Sieve scripts are pretty neat and allow you to do all sorts of customizations and I am excited to start using it more, but for this particular problem the bulk is written in Python, with only a ‘1 liner’ Sieve script to invoke it.


require ["vnd.dovecot.filter"];
filter "image_stripper.py";

NOTE: I personally found the naming and documentation for the Dovecot extprograms confusing. I would have expected filter to work on purely accept/reject and pipe to alter messages. I still never quite figured out what pipe was for but whatever content is returned from a filter call will replace the contents of the email. This includes all of the email headers.

 1
 2
 3
 4
 5
 6
 7
 8
 9
10
11
12
13
14
15
16
17
18
19
20
21
22
23
24
25
26
27
28
29
30
31
32
33
34
35
36
37
38
39
40
41
42
43
44
45
46
47
48
49
50
51
52
53
54
55
56
57
58
59
60
61
62
63
64
65
66
67
68
69
70
71
72
73
74
75
76
77
78
79
80
81
82
83
84
85
#!/usr/bin/python3
import base64
import hashlib
import re
import sys
import urllib.request
from email.errors import MessageError
from email.message import MIMEPart
from email.parser import Parser
from email.policy import default
from html.parser import HTMLParser

class HTMLImageParser(HTMLParser):
    images = {}

    def handle_starttag(self, tag, attrs):
        if tag != 'img': return
        attributes = {k: v for k, v in attrs}
        if 'src' not in attributes or 'http' not in attributes['src']: return

        src = attributes['src']

        with urllib.request.urlopen(src) as resp:
            img = resp.read()
            hashid = hashlib.sha256(img).hexdigest()

            self.images[hashid] = (src, img, resp.getheader('Content-Type'), )


def main():
    parser = Parser(policy=default)
    stdin = sys.stdin

    try:
        msg = parser.parse(stdin)
        body = msg.get_body()
        sender = msg.get('From')
        from_domain = re.findall(r'@(.+)>', sender)[0]

        html_parser = HTMLImageParser()
        html_parser.feed(body.get_content())

        body_str = body.as_string(False, 0)
        body.clear()
        body = MIMEPart()
        body.add_header('Content-Type', 'text/html')
        body.add_header('Content-Transfer-Encoding', '7bit')

        boundary_group = MIMEPart()
        boundary_group.make_related()
        boundary_group.attach(body)

        msg.attach(boundary_group)

        part = 1
        for h in html_parser.images:
            src, img, ct = html_parser.images[h]
            filename = src.split('/')[-1]
            print(ct, src)

            cid = f'part{part}.{h[:32]}@{from_domain}'
            part = part + 1

            body_str = body_str.replace(src, f'cid:{cid}')

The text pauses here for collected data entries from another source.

PR #245, opened 2025-12-08
Dispute-e2e-tests

daiagi:
the tests:
`should reject timeout dispute when accused participant is not next to write`
`should reject dispute when auditing data is partial and state proof invalid`

pass, but they trigger `Error killing dispute`

https://github.com/peer3to/state-channels-plus/actions/runs/20030357535/job/57438039686#step:8:107


lukastanisic99:
@daiagi pushed fixes - take a look 

Apart the logger stuff, the bugs were simple:
1) `!=` -> `==`
2) `isSubset` had wrong order `isSubest(X,Y)` - > `isSubset(Y,X)`

So the dispute was killed successfully, which appended the committer to on-chain slashes and triggered a new dispute that would include them in the slashes set -> the new dispute was committed correctly and as all disputes it goes through the dispute confirmation pipeline and since isSubest had a wrong order it triggered a dispute fraud proof incorrectly which the chain correctly rejected

PR #251, opened 2025-12-12
more dispute valiaditon tests

daiagi:


contracts/V1/StateChannelDiamondProxy/UtilityFacet.sol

            part = MIMEPart()
            part.add_header('Content-Type', ct, name=filename)
            part.add_header('Content-Disposition', 'inline', filename=filename)
            part.add_header('Content-Id', str(f'{cid}'))
            part.add_header('Content-Transfer-Encoding', 'base64')
            part.add_header('X-Stripper', '1')
            part.set_payload(base64.b64encode(img))
            boundary_group.attach(part)

        body.set_payload(body_str[body_str.index('\n\n') + 2:])

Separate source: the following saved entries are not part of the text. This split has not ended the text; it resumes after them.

PR #252, opened 2025-12-12
Rpc guards

lukastanisic99:
RPC Guards to protect RPC endpoints from processing RPCs before all conditions are satisfied. The guards are modular and services can easily reuse them. 

Also some bug fixes from before. 

Next is to test the RPCs and add more guards as needed.


src/rpc/guards/HandshakeCompletedGuard.ts
```diff
@@ -0,0 +1,50 @@
...
+import ATransport from "@/transport/ATransport";
+import { AGuard } from "@/rpc/guards/AGuard";
+import ARpcService from "@/rpc/ARpcService";
+import ARpcMethods from "@/rpc/ARpcMethods";
+
+export interface HandshakeCompletedGuardOptions {
+    onFailure?: (rpc: Rpc, transport: ATransport) => void;
+}
+
+export class HandshakeCompletedGuard extends AGuard<ARpcService<ARpcMethods>> {
```
daiagi, line 41: Any plans to add more guards?
how many more?
an abstract class just for a single guard?

src/rpc/guards/HandshakeCompletedGuard.ts
```diff
@@ -0,0 +1,50 @@
...
+        const profile =
+            this.service.p2pManager.profileManager.getProfileByTransport(
+                transport
+            );
+        const completed = profile?.getIsHandshakeCompleted() ?? false;
+        if (completed) {
+            return true;
+        }
+
+        return false;
```
daiagi: or simply
```ts
return profile?.getIsHandshakeCompleted() ?? false
```

src/rpc/guards/runGuards.ts
```diff
@@ -0,0 +1,23 @@
+import { AGuard } from "@/rpc/guards/AGuard";
+import Rpc from "@/rpc/Rpc";
+import ATransport from "@/transport/ATransport";
+
+/**
+ * Runs guards sequentially.
```
daiagi, line 6: I'm not a  fan of leaving these AI comments in the code
this comment is very "[duh](https://dictionary.cambridge.org/dictionary/english/duh)"

this here is a small, clear, self documenting function
comments explaining such a trivial thing just add vertical space and visual noise to code base

daiagi (approved):

src/rpc/guards/HandshakeCompletedGuard.ts
lukastanisic99: I'm adding isSynced to some endpoints when I submit the spectate test PR + I want to make RPC services extendable, so the consumer can add their services and these guards have a simple interface if they require protection on their endpoints

Later we might have different algos for rate limiting dependent on the RPC endpoint - a critical one like `stateTransitions` will be allocated higher bandwidth/priority while a non-critical one like "messages" can be cut under load

src/rpc/guards/HandshakeCompletedGuard.ts
lukastanisic99: Ye... not sure why magic likes adding extra stuff - maybe it thinks it's more readable

daiagi: because that's how it is

daiagi:
@lukastanisic99  fixes the compilation error and a failing test
there is still a failing e2e test

lukastanisic99:
> @lukastanisic99 fixes the compilation error and a failing test there is still a failing e2e test

Ok great - if it works for you for the poker stuff use that - I'll fix the remaining stuff tomorrow

lukastanisic99:
@daiagi please take a look why tests fail on the CI - there is some flakyness still

daiagi:
If I remember correctly, It 1 spectate test  that fails consistently on ci and local

lukastanisic99:
> If I remember correctly, It 1 spectate test  that fails consistently on ci and local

    except Exception as e: # (TypeError, MessageError):
        raise e
        print(stdin.read())  # fallback
    else:
        print(msg.as_string())

if __name__ == "__main__":
    main()
    sys.exit(0)

This used all built in libraries, starting with email to parse the incoming message. With this we find a couple of important things. We need the message body and the from address domain. The body get rewritten at the end, but it also gets cleared out early on. The body string is passed to the build in html parser library. This will be used to find all the image tags and if they start with http the image is fetched with urllib.request. When the html parsing is done, we’re left with a list of hashes, image URLs, the image itself and its content type. Then the main loop can process these, creating a new MIMEPart for each image in base64 encoding with a Content-ID matching the ones creating during fetching. That’s much of the work. I’ve been running this off and on for a week now and for the most part it seems to be working, I have seen a particular set of glitchy messages, but as it’s Craigslist saved searches….. yeah, that could be anything. More testing to come.